◆ **ASSIGNMENT**
Return all lines of the data in which the string "because" occurs.

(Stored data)
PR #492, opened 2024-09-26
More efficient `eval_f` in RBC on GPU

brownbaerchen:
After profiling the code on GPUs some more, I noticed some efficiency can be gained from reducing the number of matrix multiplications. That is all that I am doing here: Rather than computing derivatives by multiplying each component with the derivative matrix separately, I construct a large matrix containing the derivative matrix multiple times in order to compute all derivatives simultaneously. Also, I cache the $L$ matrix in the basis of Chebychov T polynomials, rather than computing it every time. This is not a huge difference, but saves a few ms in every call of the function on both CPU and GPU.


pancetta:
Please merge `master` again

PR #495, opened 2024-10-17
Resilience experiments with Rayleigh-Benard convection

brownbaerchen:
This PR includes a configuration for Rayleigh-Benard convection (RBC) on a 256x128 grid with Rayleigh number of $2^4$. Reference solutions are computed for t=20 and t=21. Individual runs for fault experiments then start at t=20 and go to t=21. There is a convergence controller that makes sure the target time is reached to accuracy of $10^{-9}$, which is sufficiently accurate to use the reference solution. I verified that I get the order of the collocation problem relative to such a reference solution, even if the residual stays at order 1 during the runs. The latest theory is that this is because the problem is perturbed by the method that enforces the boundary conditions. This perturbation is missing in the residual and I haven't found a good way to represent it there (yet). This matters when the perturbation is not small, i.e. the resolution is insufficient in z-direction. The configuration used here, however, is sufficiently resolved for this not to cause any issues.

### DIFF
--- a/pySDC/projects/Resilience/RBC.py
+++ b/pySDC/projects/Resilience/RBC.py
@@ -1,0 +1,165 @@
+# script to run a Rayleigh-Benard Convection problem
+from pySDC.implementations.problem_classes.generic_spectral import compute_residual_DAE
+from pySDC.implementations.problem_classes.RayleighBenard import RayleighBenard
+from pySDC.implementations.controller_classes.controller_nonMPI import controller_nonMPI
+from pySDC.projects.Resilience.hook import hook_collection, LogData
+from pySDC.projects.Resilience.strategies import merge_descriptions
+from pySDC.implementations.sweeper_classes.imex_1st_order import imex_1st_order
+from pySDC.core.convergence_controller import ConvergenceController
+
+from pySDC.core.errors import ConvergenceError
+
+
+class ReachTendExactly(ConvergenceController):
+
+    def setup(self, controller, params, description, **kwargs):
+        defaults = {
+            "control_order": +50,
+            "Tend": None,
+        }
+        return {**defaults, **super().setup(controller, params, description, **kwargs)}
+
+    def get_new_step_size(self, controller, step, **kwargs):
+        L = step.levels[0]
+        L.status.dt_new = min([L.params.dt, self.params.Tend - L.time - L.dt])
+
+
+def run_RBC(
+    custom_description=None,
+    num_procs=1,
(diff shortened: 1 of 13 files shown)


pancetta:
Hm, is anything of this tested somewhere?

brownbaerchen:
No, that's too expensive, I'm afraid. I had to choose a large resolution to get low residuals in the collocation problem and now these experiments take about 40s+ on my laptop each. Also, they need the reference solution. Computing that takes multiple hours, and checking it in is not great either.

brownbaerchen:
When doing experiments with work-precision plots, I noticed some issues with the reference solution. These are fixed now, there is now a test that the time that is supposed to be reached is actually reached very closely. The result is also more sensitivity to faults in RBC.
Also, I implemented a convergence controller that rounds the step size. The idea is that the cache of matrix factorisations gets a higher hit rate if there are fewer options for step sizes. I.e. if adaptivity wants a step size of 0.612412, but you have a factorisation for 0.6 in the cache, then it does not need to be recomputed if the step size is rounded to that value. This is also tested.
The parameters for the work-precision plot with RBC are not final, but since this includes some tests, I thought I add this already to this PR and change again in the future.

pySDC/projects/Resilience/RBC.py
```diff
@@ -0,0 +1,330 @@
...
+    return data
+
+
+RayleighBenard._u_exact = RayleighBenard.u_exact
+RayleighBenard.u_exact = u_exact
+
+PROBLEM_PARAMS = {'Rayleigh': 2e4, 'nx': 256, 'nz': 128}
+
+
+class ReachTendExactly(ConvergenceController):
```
* * *
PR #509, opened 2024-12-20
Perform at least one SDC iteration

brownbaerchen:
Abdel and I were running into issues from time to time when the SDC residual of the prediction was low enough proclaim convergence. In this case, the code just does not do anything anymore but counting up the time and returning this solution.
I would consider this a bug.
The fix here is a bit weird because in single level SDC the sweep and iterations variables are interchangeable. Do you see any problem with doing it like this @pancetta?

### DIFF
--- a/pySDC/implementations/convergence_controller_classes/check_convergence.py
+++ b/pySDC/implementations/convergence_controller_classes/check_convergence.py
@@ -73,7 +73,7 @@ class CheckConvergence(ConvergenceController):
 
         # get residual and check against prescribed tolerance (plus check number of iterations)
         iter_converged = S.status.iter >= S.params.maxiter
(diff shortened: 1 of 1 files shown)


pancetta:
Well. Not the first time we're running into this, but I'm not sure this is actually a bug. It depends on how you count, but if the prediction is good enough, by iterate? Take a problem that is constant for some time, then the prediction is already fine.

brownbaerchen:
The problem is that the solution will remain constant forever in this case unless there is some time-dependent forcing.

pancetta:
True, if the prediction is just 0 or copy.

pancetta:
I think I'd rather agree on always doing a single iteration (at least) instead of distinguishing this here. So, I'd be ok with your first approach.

◆ **WRITTEN ANSWER**
This PR includes a configuration for Rayleigh-Benard convection (RBC) on a 256x128 grid with Rayleigh number of $2^4$. Reference solutions are computed for t=20 and t=21. Individual runs for fault experiments then start at t=20 and go to t=21. There is a convergence controller that makes sure the target time is reached to accuracy of $10^{-9}$, which is sufficiently accurate to use the reference solution. I verified that I get the order of the collocation problem relative to such a reference solution, even if the residual stays at order 1 during the runs. The latest theory is that this is because the problem is perturbed by the method that enforces the boundary conditions. This perturbation is missing in the residual and I haven't found a good way to represent it there (yet). This matters when the perturbation is not small, i.e. the resolution is insufficient in z-direction. The configuration used here, however, is sufficiently resolved for this not to cause any issues.
The fix here is a bit weird because in single level SDC the sweep and iterations variables are interchangeable. Do you see any problem with doing it like this @pancetta?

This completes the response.